▸ **WHAT THE TASK REQUIRES**
In the records below, find the line that contains "[the remark this" and the line that contains "In this case, I", then retype exactly those two lines and every line between them.

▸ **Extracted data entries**
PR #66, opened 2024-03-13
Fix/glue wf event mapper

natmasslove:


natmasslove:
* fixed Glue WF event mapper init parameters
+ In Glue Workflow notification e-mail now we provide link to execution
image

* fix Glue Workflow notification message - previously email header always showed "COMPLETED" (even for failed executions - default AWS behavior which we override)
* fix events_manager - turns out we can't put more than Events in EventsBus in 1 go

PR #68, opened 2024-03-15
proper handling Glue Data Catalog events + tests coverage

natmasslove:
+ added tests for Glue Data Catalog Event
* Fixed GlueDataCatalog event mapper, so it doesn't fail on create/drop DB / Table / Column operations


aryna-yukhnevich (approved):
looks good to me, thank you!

...

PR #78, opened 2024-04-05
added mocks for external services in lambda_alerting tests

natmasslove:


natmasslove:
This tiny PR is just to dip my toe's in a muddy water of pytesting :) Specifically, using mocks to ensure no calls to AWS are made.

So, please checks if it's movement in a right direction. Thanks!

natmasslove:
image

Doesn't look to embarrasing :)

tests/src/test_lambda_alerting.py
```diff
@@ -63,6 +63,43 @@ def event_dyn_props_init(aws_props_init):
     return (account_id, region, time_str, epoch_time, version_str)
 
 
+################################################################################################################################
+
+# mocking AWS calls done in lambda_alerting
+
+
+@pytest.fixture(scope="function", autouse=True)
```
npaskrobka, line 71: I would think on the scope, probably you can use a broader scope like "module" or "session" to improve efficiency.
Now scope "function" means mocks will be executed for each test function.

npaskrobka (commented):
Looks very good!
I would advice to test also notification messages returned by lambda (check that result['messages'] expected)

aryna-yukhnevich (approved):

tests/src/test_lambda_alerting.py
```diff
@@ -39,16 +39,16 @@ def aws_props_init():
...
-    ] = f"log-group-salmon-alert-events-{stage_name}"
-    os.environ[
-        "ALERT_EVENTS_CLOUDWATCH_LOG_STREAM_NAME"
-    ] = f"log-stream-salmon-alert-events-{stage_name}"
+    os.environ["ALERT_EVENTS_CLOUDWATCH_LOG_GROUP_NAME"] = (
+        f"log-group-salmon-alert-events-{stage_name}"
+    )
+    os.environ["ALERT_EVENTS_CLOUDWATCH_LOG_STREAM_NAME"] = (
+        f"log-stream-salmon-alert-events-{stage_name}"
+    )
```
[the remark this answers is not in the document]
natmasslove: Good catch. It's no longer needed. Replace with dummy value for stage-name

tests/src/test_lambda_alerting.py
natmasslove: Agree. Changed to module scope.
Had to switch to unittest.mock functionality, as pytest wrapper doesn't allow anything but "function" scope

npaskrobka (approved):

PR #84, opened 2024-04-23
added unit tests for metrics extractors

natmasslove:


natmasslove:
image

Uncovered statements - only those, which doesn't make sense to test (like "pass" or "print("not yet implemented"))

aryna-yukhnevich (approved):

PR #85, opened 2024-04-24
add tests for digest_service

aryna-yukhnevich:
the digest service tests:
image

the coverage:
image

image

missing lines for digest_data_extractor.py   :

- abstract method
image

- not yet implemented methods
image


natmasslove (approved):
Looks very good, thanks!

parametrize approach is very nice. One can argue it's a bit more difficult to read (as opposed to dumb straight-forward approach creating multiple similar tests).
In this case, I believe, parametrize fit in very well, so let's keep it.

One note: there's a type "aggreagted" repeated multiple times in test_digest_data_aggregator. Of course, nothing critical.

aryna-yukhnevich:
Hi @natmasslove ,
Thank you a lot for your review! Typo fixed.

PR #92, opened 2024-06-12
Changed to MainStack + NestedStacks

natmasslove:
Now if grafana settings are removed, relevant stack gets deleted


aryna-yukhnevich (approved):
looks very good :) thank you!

▸ **WRITTEN REPLY**
[the remark this answers is not in the document]
natmasslove: Good catch. It's no longer needed. Replace with dummy value for stage-name

tests/src/test_lambda_alerting.py
natmasslove: Agree. Changed to module scope.
Had to switch to unittest.mock functionality, as pytest wrapper doesn't allow anything but "function" scope

npaskrobka (approved):

PR #84, opened 2024-04-23
added unit tests for metrics extractors

natmasslove:


natmasslove:
image

Uncovered statements - only those, which doesn't make sense to test (like "pass" or "print("not yet implemented"))

aryna-yukhnevich (approved):

PR #85, opened 2024-04-24
add tests for digest_service

aryna-yukhnevich:
the digest service tests:
image

the coverage:
image

image

missing lines for digest_data_extractor.py   :

- abstract method
image

- not yet implemented methods
image


natmasslove (approved):
Looks very good, thanks!

parametrize approach is very nice. One can argue it's a bit more difficult to read (as opposed to dumb straight-forward approach creating multiple similar tests).
In this case, I believe, parametrize fit in very well, so let's keep it.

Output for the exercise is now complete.